Among the lines below, return each one that contains the word "self".
Top of Entries supplied
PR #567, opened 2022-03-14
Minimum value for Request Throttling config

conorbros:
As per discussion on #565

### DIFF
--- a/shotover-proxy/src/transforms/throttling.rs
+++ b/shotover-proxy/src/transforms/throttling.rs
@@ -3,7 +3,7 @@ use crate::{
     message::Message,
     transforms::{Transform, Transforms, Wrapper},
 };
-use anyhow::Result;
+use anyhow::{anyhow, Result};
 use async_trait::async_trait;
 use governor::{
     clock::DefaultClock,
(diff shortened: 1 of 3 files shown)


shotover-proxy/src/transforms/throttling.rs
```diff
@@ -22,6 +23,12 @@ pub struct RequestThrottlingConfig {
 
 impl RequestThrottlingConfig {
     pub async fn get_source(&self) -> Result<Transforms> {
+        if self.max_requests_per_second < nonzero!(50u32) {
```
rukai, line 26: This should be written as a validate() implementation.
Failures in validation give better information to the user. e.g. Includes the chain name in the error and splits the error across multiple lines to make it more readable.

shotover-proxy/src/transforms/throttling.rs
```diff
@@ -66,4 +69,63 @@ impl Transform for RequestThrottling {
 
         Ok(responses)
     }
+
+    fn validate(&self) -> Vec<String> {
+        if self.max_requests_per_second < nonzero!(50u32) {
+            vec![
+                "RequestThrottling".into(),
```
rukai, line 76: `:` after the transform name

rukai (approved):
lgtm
Bottom of Entries supplied
Task output
     pub async fn get_source(&self) -> Result<Transforms> {
+        if self.max_requests_per_second < nonzero!(50u32) {
+    fn validate(&self) -> Vec<String> {
+        if self.max_requests_per_second < nonzero!(50u32) {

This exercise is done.